> _Aim of the task_
Would you please return the lines of the material that contain the word "description"?

> _Material supplied_
○ ○ ○ ○

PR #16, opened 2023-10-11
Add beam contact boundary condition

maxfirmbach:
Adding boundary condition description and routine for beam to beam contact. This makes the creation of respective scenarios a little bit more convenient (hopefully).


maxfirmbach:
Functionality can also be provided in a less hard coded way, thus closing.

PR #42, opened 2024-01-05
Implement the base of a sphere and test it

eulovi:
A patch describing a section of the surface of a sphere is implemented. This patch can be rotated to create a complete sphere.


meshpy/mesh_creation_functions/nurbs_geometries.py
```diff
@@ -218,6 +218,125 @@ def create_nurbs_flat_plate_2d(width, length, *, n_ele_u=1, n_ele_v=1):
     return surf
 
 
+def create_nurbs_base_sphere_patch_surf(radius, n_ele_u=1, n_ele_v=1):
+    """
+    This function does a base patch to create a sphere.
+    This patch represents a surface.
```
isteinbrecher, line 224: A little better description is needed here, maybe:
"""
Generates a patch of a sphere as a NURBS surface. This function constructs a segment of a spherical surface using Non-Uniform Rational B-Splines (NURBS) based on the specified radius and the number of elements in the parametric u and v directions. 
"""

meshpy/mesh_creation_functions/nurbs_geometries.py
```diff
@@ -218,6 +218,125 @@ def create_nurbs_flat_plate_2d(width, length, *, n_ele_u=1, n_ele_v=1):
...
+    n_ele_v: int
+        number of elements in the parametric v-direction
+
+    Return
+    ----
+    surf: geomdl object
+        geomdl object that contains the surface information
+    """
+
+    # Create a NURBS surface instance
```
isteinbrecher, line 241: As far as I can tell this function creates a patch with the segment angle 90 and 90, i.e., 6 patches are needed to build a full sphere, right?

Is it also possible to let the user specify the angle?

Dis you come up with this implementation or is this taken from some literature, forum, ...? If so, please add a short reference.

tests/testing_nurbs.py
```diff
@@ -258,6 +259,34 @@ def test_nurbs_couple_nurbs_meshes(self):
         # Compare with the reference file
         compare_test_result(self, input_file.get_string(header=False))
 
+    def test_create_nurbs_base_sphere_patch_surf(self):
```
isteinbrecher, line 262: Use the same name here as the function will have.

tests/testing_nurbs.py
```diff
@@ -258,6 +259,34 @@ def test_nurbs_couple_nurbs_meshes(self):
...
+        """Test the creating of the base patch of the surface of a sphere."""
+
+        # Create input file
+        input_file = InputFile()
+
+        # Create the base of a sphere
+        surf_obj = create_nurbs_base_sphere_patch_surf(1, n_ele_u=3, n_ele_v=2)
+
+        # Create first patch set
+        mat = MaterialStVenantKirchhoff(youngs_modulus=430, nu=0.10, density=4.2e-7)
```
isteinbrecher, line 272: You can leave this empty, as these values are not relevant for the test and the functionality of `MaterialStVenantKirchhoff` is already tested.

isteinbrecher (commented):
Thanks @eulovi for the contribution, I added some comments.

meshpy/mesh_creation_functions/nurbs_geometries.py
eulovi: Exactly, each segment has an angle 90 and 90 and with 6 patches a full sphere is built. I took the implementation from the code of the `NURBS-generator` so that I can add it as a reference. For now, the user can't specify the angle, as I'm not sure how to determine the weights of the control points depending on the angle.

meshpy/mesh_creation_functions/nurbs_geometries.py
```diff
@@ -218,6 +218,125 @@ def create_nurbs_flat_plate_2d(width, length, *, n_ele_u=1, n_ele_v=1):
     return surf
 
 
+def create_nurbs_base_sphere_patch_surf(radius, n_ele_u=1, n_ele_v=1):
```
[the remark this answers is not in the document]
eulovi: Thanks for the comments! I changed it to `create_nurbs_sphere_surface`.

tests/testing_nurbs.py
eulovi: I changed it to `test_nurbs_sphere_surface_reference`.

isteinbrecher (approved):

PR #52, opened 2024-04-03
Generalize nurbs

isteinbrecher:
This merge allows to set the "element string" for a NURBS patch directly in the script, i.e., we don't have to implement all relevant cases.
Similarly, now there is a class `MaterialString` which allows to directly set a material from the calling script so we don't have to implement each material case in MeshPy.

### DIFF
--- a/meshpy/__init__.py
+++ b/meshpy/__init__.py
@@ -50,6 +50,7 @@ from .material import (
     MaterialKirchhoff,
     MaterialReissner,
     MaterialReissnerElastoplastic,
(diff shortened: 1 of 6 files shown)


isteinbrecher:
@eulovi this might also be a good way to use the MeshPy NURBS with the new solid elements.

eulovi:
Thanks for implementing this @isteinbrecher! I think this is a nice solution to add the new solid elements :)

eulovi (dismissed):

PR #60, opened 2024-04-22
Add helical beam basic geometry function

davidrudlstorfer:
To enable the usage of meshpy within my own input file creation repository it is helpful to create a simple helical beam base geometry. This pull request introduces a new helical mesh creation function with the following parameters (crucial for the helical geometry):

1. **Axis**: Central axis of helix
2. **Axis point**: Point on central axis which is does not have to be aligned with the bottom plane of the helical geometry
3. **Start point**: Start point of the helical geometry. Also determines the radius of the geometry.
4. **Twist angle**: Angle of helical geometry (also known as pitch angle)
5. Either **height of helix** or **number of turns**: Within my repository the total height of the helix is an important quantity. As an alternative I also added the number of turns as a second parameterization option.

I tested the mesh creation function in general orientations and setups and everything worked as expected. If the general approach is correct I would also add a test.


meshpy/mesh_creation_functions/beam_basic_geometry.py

○ ○ ○ ○

> _Response area_
Adding boundary condition description and routine for beam to beam contact. This makes the creation of respective scenarios a little bit more convenient (hopefully).
isteinbrecher, line 224: A little better description is needed here, maybe:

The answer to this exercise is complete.